(Collected data entries)
+++
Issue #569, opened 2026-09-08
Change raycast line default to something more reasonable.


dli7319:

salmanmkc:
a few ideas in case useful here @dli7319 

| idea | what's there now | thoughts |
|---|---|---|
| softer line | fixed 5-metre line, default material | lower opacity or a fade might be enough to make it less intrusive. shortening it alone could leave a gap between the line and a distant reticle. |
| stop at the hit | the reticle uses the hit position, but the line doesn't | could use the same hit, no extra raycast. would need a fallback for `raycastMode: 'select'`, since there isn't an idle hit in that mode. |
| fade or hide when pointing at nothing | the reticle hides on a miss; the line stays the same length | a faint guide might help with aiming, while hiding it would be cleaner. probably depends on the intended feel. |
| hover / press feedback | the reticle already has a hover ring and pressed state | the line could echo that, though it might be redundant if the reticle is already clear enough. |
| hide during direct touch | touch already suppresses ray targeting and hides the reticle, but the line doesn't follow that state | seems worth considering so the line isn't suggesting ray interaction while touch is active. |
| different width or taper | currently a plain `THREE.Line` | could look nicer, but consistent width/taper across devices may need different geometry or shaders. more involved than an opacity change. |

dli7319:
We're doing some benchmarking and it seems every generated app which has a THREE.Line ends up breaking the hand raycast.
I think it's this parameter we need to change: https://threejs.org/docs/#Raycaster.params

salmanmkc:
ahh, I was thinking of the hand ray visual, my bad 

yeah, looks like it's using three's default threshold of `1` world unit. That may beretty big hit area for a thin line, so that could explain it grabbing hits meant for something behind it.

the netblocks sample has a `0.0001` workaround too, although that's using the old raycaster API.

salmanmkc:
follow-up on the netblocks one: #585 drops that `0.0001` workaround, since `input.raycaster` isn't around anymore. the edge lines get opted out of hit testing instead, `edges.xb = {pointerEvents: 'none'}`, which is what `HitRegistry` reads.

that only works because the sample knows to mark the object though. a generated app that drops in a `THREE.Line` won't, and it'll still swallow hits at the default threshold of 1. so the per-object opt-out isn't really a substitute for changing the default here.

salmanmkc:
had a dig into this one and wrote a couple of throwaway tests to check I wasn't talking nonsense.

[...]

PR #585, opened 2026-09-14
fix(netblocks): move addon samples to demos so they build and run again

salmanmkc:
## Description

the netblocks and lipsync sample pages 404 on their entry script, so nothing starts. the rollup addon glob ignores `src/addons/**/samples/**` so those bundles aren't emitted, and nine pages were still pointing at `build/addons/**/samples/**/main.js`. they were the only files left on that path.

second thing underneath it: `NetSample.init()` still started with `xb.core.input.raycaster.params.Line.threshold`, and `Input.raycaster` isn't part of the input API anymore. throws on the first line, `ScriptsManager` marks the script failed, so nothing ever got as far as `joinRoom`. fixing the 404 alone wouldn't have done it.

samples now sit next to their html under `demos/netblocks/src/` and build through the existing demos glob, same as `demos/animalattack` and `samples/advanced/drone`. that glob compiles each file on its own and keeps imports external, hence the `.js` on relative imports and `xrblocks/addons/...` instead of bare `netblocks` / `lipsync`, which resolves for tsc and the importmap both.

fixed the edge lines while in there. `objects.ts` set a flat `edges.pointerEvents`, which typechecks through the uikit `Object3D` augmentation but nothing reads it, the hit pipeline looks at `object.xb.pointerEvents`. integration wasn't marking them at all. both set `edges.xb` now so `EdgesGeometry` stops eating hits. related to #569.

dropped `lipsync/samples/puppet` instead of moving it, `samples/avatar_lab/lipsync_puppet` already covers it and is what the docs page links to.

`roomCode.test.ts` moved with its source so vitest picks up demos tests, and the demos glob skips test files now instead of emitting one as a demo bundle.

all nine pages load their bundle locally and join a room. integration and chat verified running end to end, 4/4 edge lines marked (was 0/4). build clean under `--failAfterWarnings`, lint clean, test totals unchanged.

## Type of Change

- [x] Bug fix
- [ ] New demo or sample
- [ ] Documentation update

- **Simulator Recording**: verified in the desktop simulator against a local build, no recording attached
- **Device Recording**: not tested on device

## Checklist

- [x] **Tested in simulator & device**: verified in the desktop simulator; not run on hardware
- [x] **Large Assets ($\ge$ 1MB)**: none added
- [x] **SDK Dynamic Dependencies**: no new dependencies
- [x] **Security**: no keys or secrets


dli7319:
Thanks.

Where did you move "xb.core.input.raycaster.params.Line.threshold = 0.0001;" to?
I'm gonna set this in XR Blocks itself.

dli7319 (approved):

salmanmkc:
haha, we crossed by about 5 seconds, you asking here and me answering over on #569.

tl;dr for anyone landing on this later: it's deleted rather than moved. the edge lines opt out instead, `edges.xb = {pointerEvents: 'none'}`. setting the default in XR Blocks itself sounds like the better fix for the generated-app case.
+++
Copy all lines of the records that have the string "looks" in them.

• OUTPUT OF THE EXERCISE:
yeah, looks like it's using three's default threshold of `1` world unit. That may beretty big hit area for a thin line, so that could explain it grabbing hits meant for something behind it.
fixed the edge lines while in there. `objects.ts` set a flat `edges.pointerEvents`, which typechecks through the uikit `Object3D` augmentation but nothing reads it, the hit pipeline looks at `object.xb.pointerEvents`. integration wasn't marking them at all. both set `edges.xb` now so `EdgesGeometry` stops eating hits. related to #569.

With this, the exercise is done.